PR #2763, opened 2022-10-20
Add missing quote in .env.sample

stuartleeks:
## What is being addressed

Missing quote in value in `.env.sample`

## How is this addressed

- Add missing quote in value in `.env.sample`


damoodamoo (approved):

stuartleeks:
/test-force-approve

The only real change is to the `.env.sample` file

PR #2778, opened 2022-10-24
Add API ping endpoint

### LINKED ISSUE #2777: Resource Processor Not OK
**Describe the bug**

We have seen errors in the `make db-migrate` deployment step with the output from the API healthcheck showing the Resource Processor being unhealthy:

```json
{"services":[{"service":"Cosmos DB","status":"OK","message":""},{"service":"Service Bus","status":"OK","message":""},{"service":"Resource Processor","status":"Not OK","message":"Unspecified error"}]}
```

There is no additional information in the App Insights logs to help diagnose.

**Steps to reproduce**

This issue has surfaced in environments where we are making performing a high number of builds/deployments.
Running `curl <API>/api/health` in a bash loop will trigger the issue, and then it will be observed in a deployment to that environment

stuartleeks:
# Resolves #2777

## What is being addressed

## How is this addressed

- Add richer error logging on healthcheck tests to aid any future diagnosis of healthcheck issues
- Add simple ping endpoint (and make `/` an alias for this instead of the health check endpoint)
- Update App Gateway health probe to /api/ping. Since the App Gateway probe was ignoring the content of the health check response, it is only testing that it can reach the API. The new ping endpoint will allow achieving this without incurring the cost of the Azure Management calls


damoodamoo (approved):
lovely jubbly!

## [Required action]
Extract the data exactly as given.

## [Written response]
PR #2763, opened 2022-10-20
Add missing quote in .env.sample

stuartleeks:
## What is being addressed

Missing quote in value in `.env.sample`

## How is this addressed

- Add missing quote in value in `.env.sample`


damoodamoo (approved):

stuartleeks:
/test-force-approve

The only real change is to the `.env.sample` file

PR #2778, opened 2022-10-24
Add API ping endpoint

### LINKED ISSUE #2777: Resource Processor Not OK
**Describe the bug**

We have seen errors in the `make db-migrate` deployment step with the output from the API healthcheck showing the Resource Processor being unhealthy:

```json
{"services":[{"service":"Cosmos DB","status":"OK","message":""},{"service":"Service Bus","status":"OK","message":""},{"service":"Resource Processor","status":"Not OK","message":"Unspecified error"}]}
```

There is no additional information in the App Insights logs to help diagnose.

**Steps to reproduce**

This issue has surfaced in environments where we are making performing a high number of builds/deployments.
Running `curl <API>/api/health` in a bash loop will trigger the issue, and then it will be observed in a deployment to that environment

stuartleeks:
# Resolves #2777

## What is being addressed

## How is this addressed

- Add richer error logging on healthcheck tests to aid any future diagnosis of healthcheck issues
- Add simple ping endpoint (and make `/` an alias for this instead of the health check endpoint)
- Update App Gateway health probe to /api/ping. Since the App Gateway probe was ignoring the content of the health check response, it is only testing that it can reach the API. The new ping endpoint will allow achieving this without incurring the cost of the Azure Management calls


damoodamoo (approved):
lovely jubbly!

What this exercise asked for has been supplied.